*** Data to examine Section Begins ***
PR #1507, opened 2018-06-05
Regenerate clean yarn.lock file

outoftime:
`yarn.lock` has path-dependency based on the sequence of adding and upgrading package versions, which can cause transitive dependencies to be unnecessarily duplicated and/or out of date. Regenerating a fresh `yarn.lock` file allows Yarn to construct the most efficient dependency tree given the first-order dependency constraints.

### DIFF
--- a/yarn.lock
+++ b/yarn.lock
@@ -8,47 +8,11 @@
   dependencies:
     "@babel/highlight" "7.0.0-beta.44"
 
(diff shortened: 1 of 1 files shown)


outoftime:
The clean `yarn.lock` file results in an annoying peer dependency mismatch which will probably resolve itself next month. Not worth wrangling now.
*** Data to examine Section Ends ***
* _Problem to solve_: Your answer should be the listing itself, repeated exactly.

* _Response below_:
PR #1507, opened 2018-06-05
Regenerate clean yarn.lock file

outoftime:
`yarn.lock` has path-dependency based on the sequence of adding and upgrading package versions, which can cause transitive dependencies to be unnecessarily duplicated and/or out of date. Regenerating a fresh `yarn.lock` file allows Yarn to construct the most efficient dependency tree given the first-order dependency constraints.

### DIFF
--- a/yarn.lock
+++ b/yarn.lock
@@ -8,47 +8,11 @@
   dependencies:
     "@babel/highlight" "7.0.0-beta.44"
 
(diff shortened: 1 of 1 files shown)


outoftime:
The clean `yarn.lock` file results in an annoying peer dependency mismatch which will probably resolve itself next month. Not worth wrangling now.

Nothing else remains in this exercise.